Problem details.
Among the records below, find the line that has "PR #1221, opened 2017-05-11"; from there, give the lines again exactly, and stop after the line that has "still ship!".

* * * * * * * * *

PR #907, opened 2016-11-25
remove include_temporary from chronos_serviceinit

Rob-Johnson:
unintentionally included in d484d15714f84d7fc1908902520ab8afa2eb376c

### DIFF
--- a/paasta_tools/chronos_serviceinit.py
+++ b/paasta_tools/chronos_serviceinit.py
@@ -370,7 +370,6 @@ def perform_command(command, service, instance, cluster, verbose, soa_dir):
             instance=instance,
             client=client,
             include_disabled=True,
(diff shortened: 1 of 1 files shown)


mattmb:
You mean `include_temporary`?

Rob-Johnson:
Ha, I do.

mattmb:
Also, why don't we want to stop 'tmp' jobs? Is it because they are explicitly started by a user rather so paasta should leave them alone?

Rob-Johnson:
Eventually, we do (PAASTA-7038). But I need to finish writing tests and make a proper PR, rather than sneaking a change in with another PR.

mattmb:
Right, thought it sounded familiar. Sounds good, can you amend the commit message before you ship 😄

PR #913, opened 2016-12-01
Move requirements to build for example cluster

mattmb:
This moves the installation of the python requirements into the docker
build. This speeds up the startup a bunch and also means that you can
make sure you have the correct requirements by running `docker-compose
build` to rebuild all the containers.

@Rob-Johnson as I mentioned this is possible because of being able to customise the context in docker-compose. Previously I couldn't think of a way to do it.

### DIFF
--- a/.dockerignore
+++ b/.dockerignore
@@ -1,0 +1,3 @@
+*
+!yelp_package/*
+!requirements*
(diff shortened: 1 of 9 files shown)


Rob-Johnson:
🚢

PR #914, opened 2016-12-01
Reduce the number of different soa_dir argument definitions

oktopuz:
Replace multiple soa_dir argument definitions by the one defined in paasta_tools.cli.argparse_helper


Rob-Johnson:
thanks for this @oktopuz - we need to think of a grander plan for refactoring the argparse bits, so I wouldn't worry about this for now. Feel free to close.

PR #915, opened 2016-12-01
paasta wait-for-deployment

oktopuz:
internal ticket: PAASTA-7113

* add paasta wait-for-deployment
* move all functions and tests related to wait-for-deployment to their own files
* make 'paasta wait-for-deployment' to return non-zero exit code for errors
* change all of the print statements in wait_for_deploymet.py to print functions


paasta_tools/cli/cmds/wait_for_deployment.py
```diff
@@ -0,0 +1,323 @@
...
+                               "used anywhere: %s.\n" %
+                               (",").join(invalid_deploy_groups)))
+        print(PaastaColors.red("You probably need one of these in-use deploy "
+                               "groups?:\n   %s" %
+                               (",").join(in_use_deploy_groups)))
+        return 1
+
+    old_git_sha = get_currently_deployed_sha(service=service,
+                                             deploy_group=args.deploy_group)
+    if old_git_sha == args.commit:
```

* * * * * * * * *

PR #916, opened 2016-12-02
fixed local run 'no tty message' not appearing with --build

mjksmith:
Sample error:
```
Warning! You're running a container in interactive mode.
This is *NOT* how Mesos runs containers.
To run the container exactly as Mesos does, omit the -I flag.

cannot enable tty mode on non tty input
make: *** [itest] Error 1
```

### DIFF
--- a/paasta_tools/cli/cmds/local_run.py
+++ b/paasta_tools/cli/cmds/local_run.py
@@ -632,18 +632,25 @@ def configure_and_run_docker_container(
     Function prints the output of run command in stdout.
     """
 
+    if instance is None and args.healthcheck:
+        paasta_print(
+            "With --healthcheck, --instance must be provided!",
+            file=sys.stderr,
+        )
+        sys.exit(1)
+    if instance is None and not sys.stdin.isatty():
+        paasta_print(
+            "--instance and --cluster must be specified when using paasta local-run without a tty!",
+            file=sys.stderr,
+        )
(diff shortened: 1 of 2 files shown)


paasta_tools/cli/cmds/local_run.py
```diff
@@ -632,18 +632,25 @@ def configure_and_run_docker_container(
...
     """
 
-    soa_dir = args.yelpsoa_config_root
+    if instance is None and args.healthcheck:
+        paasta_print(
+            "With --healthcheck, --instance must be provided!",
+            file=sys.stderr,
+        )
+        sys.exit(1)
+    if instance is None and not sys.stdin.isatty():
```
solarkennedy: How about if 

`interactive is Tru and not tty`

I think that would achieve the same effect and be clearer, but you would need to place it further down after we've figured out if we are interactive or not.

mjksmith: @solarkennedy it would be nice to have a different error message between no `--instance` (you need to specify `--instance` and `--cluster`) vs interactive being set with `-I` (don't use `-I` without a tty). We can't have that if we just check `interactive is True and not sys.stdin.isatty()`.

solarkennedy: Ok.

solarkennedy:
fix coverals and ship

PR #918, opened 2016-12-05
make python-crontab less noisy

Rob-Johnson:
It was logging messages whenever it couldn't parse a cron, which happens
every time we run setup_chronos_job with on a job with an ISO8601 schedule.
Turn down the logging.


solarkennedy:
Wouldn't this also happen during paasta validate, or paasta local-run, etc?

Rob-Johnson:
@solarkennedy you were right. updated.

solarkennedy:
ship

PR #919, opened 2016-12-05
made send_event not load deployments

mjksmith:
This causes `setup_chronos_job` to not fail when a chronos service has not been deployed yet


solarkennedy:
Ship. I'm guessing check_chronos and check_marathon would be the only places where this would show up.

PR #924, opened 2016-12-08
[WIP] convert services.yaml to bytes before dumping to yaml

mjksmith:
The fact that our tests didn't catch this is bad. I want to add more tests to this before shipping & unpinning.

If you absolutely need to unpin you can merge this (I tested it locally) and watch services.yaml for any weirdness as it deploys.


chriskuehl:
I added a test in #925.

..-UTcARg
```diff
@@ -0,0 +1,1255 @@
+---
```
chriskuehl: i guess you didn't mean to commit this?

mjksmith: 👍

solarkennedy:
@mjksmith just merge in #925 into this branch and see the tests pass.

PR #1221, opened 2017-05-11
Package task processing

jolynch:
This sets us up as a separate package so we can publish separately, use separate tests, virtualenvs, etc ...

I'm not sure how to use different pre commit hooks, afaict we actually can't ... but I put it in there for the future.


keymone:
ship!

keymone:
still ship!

* * * * * * * * *

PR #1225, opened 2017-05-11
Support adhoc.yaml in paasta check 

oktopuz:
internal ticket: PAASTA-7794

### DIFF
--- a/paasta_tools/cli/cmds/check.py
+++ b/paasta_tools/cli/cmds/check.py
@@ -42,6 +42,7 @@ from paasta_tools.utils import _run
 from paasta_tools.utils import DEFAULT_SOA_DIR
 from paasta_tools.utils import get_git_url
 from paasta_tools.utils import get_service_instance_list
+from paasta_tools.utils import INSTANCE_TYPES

* * * * * * * * *

Response area.
PR #1221, opened 2017-05-11
Package task processing

jolynch:
This sets us up as a separate package so we can publish separately, use separate tests, virtualenvs, etc ...

I'm not sure how to use different pre commit hooks, afaict we actually can't ... but I put it in there for the future.


keymone:
ship!

keymone:
still ship!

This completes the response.